To train the HunyuanWorld-Voyager model, the research team built a scalable data construction engine. This automated video reconstruction pipeline can automatically estimate camera poses and metric depths for any input video, eliminating the need for manual annotation, thus enabling the construction of large-scale and diverse training data. Based on this pipeline, HunyuanWorld-Voyager integrated real-world collected and Unreal Engine-rendered video resources, building a large-scale dataset containing over 100,000 video clips.
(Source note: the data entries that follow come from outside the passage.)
PR #8111, opened 2015-03-21
Fix error when log_datefmt is changed

### LINKED ISSUE #8110: `_log_format_changed()` missing 3 required positional arguments
In `IPython.config.application`, the `_log_datefmt_changed` handler calls `_log_format_changed` but does not pass it the required arguments. My guess would be that this is the correct implementation:

```
def _log_datefmt_changed(self, name, old, new):
    self._log_format_changed(name, self.log_format, self.log_format)
```

However I am not really sure what the `name` parameter is for, so I might be wrong.

jhamrick:
Fixes #8110

### DIFF
--- a/IPython/config/application.py
+++ b/IPython/config/application.py
@@ -159,7 +159,7 @@ class Application(SingletonConfigurable):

In experimental evaluations, HunyuanWorld-Voyager showed excellent performance in video generation quality. Compared with four open-source camera-controllable video generation methods, the results showed that this model outperformed other models in metrics such as PSNR, SSIM, and LPIPS, proving its superior video generation quality. At the same time, in terms of scene reconstruction, the generated videos from HunyuanWorld-Voyager also showed better effects in geometric consistency.
Additionally, HunyuanWorld-Voyager achieved the highest score in the WorldScore static benchmark test, demonstrating its superiority in camera motion control and spatial consistency. This achievement not only showcases the potential of the Hunyuan World model but also paves the way for future 3D scene generation technology.
Key Points:
🌍 HunyuanWorld-Voyager can generate 3D point clouds with world consistency based on a single input image, supporting users' immersive exploration.
🎥 The model simultaneously generates precisely aligned depth information and RGB videos, suitable for high-quality 3D reconstruction.
🏆 In multiple tests, HunyuanWorld-Voyager outperformed other models in both video generation quality and scene reconstruction effectiveness.